Journal "Software Engineering"
a journal on theoretical and applied science and technology
ISSN 2220-3397

Issue N7 2017 year

DOI: 10.17587/prin.8.328-336
Review of Methods for Classifying Text Documents Based on the Machine Learning Approach
E. I. Burlayeva, ekaterina0853@mail.ru, Donetsk National Technical University, Pokrovsk, Donetsk region, 85300, Ukraine
Corresponding author: Burlayeva Ekaterina I., Graduate Student, Donetsk National Technical University, Pokrovsk, Donetsk region, 85300, Ukraine, E-mail: ekaterina0853@mail.ru
Received on March 23, 2017
Accepted on May 04, 2017

Increased interest in creating effective tools for working with textual information based on automatic text processing is due to a sharp increase in textual information in electronic form leading to the need to automate various types of activities. Automatic text classifiers can be useful in almost any system where text documents are used to represent information. The use of classifiers makes it possible to reduce the labor costs for finding the necessary information represented by electronic texts. In order to understand the variety of documents, certain rules for their compilation, forms and methods of working with documents have been developed. One of the technologies for processing textual information is the automatic classification of text documents, which consists of assigning a document to one of several categories based on the content of the document. An important step in solving the task of classifying text is the choice of the machine learning method that will be applied to the vector representation of the document. This article presents a comparative analysis of various methods of machine learning, which are used for multi-class classification of text documents.
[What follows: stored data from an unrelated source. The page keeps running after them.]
PR #14864, opened 2022-05-10
Ignore to install gun9/10/11 packages refer bsc#1194917

tinawang123:
Ignore to install gun9/10/11 packages refer bsc#1194917. Because there is an error which was introduced thru a maintenance update when versions of gnu-compilers-hpc for older gcc versions were erroneously released for SLE-15-SP3.

- Related ticket: https://progress.opensuse.org/issues/110154
- Verification run: https://openqa.suse.de/tests/8702813#step/install_service/19

### DIFF
--- a/lib/services/hpcpackage_remain.pm
+++ b/lib/services/hpcpackage_remain.pm
@@ -37,7 +37,8 @@ sub list_pkg {
 sub install_pkg {
     my $version = get_var('HDDVERSION');
     # Install all 'library wrappers' (packages matching -hpc, not having a version number with '_' after their name)
-    my @pkginstall = split('\n', script_output q[zypper search -r SLE-Module-HPC] . $version . q[-Pool -r SLE-Module-HPC] . $version . q[-Updates | cut -d '|' -f 2 | sed -e 's/ *//g' | grep -E '.*-hpc.*' | grep -vE 'system|module|suse' |  grep -vE '.*_[[:digit:]]+_[[:digit:]]+.*gnu|.*_[[:digit:]]+_[[:digit:]]+.*-hpc' | grep -vE '.*-static$' | grep -vE '.*hpc-macros.*'], proceed_on_failure => 1, timeout => 180);
+    record_soft_failure('bsc#1194917', "openQA test fails : nothing provides 'gcc9' needed by the to be installed gnu9-compilers-hpc-devel-1.4-3.14.3.noarch");
+    my @pkginstall = split('\n', script_output q[zypper search -r SLE-Module-HPC] . $version . q[-Pool -r SLE-Module-HPC] . $version . q[-Updates | cut -d '|' -f 2 | sed -e 's/ *//g' | grep -E '.*-hpc.*' | grep -vE 'system|module|suse' | grep -vE 'gnu9|gnu10|gnu11' |  grep -vE '.*_[[:digit:]]+_[[:digit:]]+.*gnu|.*_[[:digit:]]+_[[:digit:]]+.*-hpc' | grep -vE '.*-static$' | grep -vE '.*hpc-macros.*'], proceed_on_failure => 1, timeout => 180);
     # on x86 zypper will print out the Shell debug information, we need exclude it.
     @pkginstall = grep { !/LMOD_SH_DBG_ON/ } @pkginstall;
     zypper_call("in " . join(' ', @pkginstall), timeout => 1800);


lemon-suse (approved):

lemon-suse:
LGTM, just a minor comments, update the PR title to 'Ignore to install gun9/10/11-* packages refer bsc#1194917', same for the  PR description and git commit title and description.

lemon-suse:
> LGTM, just a minor comments, update the PR title to 'Ignore to install gun9/10/11-* packages refer bsc#1194917', same for the PR description and git commit title and description.

Besides, if you can write the reason in description that why we need to do this will be better.

lib/services/hpcpackage_remain.pm
```diff
@@ -37,7 +37,7 @@ sub list_pkg {
 sub install_pkg {
     my $version = get_var('HDDVERSION');
     # Install all 'library wrappers' (packages matching -hpc, not having a version number with '_' after their name)
-    my @pkginstall = split('\n', script_output q[zypper search -r SLE-Module-HPC] . $version . q[-Pool -r SLE-Module-HPC] . $version . q[-Updates | cut -d '|' -f 2 | sed -e 's/ *//g' | grep -E '.*-hpc.*' | grep -vE 'system|module|suse' |  grep -vE '.*_[[:digit:]]+_[[:digit:]]+.*gnu|.*_[[:digit:]]+_[[:digit:]]+.*-hpc' | grep -vE '.*-static$' | grep -vE '.*hpc-macros.*'], proceed_on_failure => 1, timeout => 180);
+    my @pkginstall = split('\n', script_output q[zypper search -r SLE-Module-HPC] . $version . q[-Pool -r SLE-Module-HPC] . $version . q[-Updates | cut -d '|' -f 2 | sed -e 's/ *//g' | grep -E '.*-hpc.*' | grep -vE 'system|module|suse' | grep -vE 'gnu9|gnu10|gnu11' |  grep -vE '.*_[[:digit:]]+_[[:digit:]]+.*gnu|.*_[[:digit:]]+_[[:digit:]]+.*-hpc' | grep -vE '.*-static$' | grep -vE '.*hpc-macros.*'], proceed_on_failure => 1, timeout => 180);
```
coolgw, line 40: Q 1
"On SP4 we will only provide gnu11-*."  my understanding we need keep gnu11-*?

Q 2
If we need remove all "versioned" then we should using pattern
gnu[[:digit:]]+-compilers-hpc etc.

tinawang123: Only need remove gun9/10/11 others don't need remove.
It just installed those packages on sles15sp3 not related with sles15sp4

coolgw: Base Egbert's feedback, there seems some conflict, "On SP4 we will only provide gnu11-*"  vs "You should drop any versioned compilers"

tinawang123: At here, we only compared the installed packages before and after migration. As comment#3, sles15sp3 dropped gun9/10/11, so we don't need install it on sles15sp3.

b10n1k: why [vr](https://openqa.suse.de/tests/8710278/logfile?filename=autoinst-log.txt) still installs `gnu10-compilers-hpc*` and `gnu11-compilers-hpc*?

tinawang123: > why [vr](https://openqa.suse.de/tests/8710278/logfile?filename=autoinst-log.txt) still installs `gnu10-compilers-hpc*` and `gnu11-compilers-hpc*`?

Updated VR case.

e4t: If we were to keep any 'versioned' compiler packages, the tests will have to be adjusted for every SP - sometimes in the middle during a release cycle, as gnu<N>-compilers-hpc* may be replaced by gnu<N+1>-compilers-hpc* at any time during the cycle. 
But the problem here arose because maintenance released the wrong packages - despite the fact, these packages obviously were not able to satisfy all their dependencies.
The way you create the package list - even without this patch - actually does make sense - provided the data you rely on is ok and has been verified. There is something else that you may not catch with this method: there may be multiple packages that conflict with each other and cannot installed simultaneously.
Unfortunately we had this twice recently that multiple packages got released which had undetected dependency issues: flavors of gnu-compilers-hpc (this issue) as well as trilinos. I believe both issues happened thu a single maintenance incident:   https://smelt.suse.de/incident/22623/. Unfortunately, they were neither caught by the installcheck procedure done by the maintenance team nor thru explicit package installation done by maintenance QA.
I believe maintenance has done steps to remove the offending packages from the release, so this problem should go away fairly soon.
So for this SP we will get by with the fix as proposed here - as a quick solution. Going forward and in the hope such issues won't repeat itself, it's probably fine to drop this change again.

lib/services/hpcpackage_remain.pm
```diff
@@ -37,7 +37,8 @@ sub list_pkg {
 sub install_pkg {
     my $version = get_var('HDDVERSION');
     # Install all 'library wrappers' (packages matching -hpc, not having a version number with '_' after their name)
-    my @pkginstall = split('\n', script_output q[zypper search -r SLE-Module-HPC] . $version . q[-Pool -r SLE-Module-HPC] . $version . q[-Updates | cut -d '|' -f 2 | sed -e 's/ *//g' | grep -E '.*-hpc.*' | grep -vE 'system|module|suse' |  grep -vE '.*_[[:digit:]]+_[[:digit:]]+.*gnu|.*_[[:digit:]]+_[[:digit:]]+.*-hpc' | grep -vE '.*-static$' | grep -vE '.*hpc-macros.*'], proceed_on_failure => 1, timeout => 180);
+    record_soft_failure('bsc#1194917', 'Ignore to install gun9/10/11 packages refer bsc#1194917');
```
lemon-suse, line 40: Normally the record_soft_failure should be 'bug ID' , 'Bug title'. You can move the comments before this line if needed.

Comparing and studying the four classification algorithms, namely, support vector method (SVM), latent-semantic analysis (LSA), naive Bayes and decision tree. There is a need to improve the quality and speed of the text classification, by combining the advantages of known text classification algorithms.

Keywords: automatic classification of documents, machine learning, support vector method (SVM), latent semantic analysis (LSA), decision trees, naive Bayesian classifier
pp. 328–336
For citation:
Burlayeva E. I. Review of Methods for Classifying Text Documents Based on the Machine Learning Approach, Programmnaya Ingeneria, 2017, vol. 8, no. 7, pp. 328—336.